Authorities in Ghulja (in Chinese, Yining), in northwest China’s Xinjiang Uyghur Autonomous Region (XUAR), have sentenced a Uyghur taxi driver to more than 16 years in prison for transporting an “illegal” religious figure and jailed his mother for a decade, according to sources in the region.
Shireli Memtili, a 28-year-old father of two, was detained in November 2018 and sentenced to 200 months in jail in May 2019 for driving the religious figure—likely a non-state-sanctioned imam—and receiving “illegal religious education” from him, members of his family recently told RFA’s Uyghur Service.
Memtili’s relatives said they only learned about his sentencing when they spoke with officials at their local community administrative center, suggesting that there was never a publicly held trial for the taxi driver.
While they never received official sentencing documents, the administrative official told them Memtili had also been convicted of “illegally gathering and disturbing the social order,” as well as “endangering national security.”
RFA spoke with a Uyghur police officer in the Ghulja neighborhood of Hanbing who confirmed that Memtili is under his jurisdiction and had been sentenced but did not respond when asked where the taxi driver is being jailed.
A Uyghur employee at the command center of the Ghulja city Public Security Bureau (PSB) refused to answer when asked why Memtili had been detained and referred further questions to his superiors.
But a Uyghur archivist at the Ghulja city Ministry of Justice confirmed that he had been sentenced to 200 months and said he is serving his sentence in a prison in Shikho (Wusu) city, in the XUAR’s Tarbaghatay (Tacheng) prefecture.
“He received illegal [religious] education and incited ethnic separatism,” said the employee, who declined to be named.
When asked who Memtili had given a ride to that led to his sentencing, the archivist handed the phone to a Han Chinese superior at the department who referred further questions to the local PSB.
Sentenced for moving
Meanwhile, RFA learned from a source who spoke on condition of anonymity that Memtili’s 49-year-old mother Aygul Turahan was sentenced in early 2019 to a decade in prison after she was detained for moving her household registration, or hukou, from Ili Kazakh (Yili Hasake) Autonomous Prefecture’s Tekes (Tekesi) county to Ghulja’s Hanbing neighborhood nine years earlier.
Authorities in in the XUAR are believed to have detained up to 1.8 million Uyghurs and other Muslim minorities accused of accused of harboring “strong religious views” and “politically incorrect” ideas in a vast network of internment camps since April 2017.
When the camp system was first launched, Uyghurs who had changed their hukous were targeted on suspicion of “extremism,” and Turahan—who had moved to Hanbing in 2010 with Memtili and her husband, a butcher named Memeteli Abdureshit—was detained.
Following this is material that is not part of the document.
PR #4965, opened 2021-03-24
Fix `cutensor` import in the test

leofang:
Follow-up of #4920. This is needed to enable the check `cupy.cuda.cutensor.available`. Not sure how I missed this...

RFA spoke with a Uyghur police officer in Hanbing who provided contact information for the Han Chinese officer who was responsible for Turahan’s case but said he did not know why she was detained.
The Han Chinese officer refused to answer any questions about Turahan when contacted by RFA.
But a Uyghur cadre from a village near Hanbing told RFA by telephone that Turahan had been detained on June 15, 2017, and that while in detention she was accused of distributing materials containing religious content to others.
“They said she spread illegal religious educational materials, incited ethnic extremism, gathered [illegally], and endangered the country,” the cadre said, adding that authorities “sentenced her to 10 years.”
“Later, a little while later, [her family] came to the village asking for the sentencing papers.”
According to the cadre, Turahan’s husband was detained at the same time as she was, but later released.
“Memeteli Abdureshit got out [of an internment camp] after one year and four months … and is still working as a butcher,” she said. “Aygul Turahun is in … a prison in [Ghulja’s] Baykol [village].”
It was not immediately clear if Turahun had ever been given a trial, although Uyghurs in internment camps are regularly given sentences without going through any formal proceedings.
Reported by Shohret Hoshur. Translated by Elise Anderson and Shahrezad Ghayrat. Written in English by Joshua Lipes.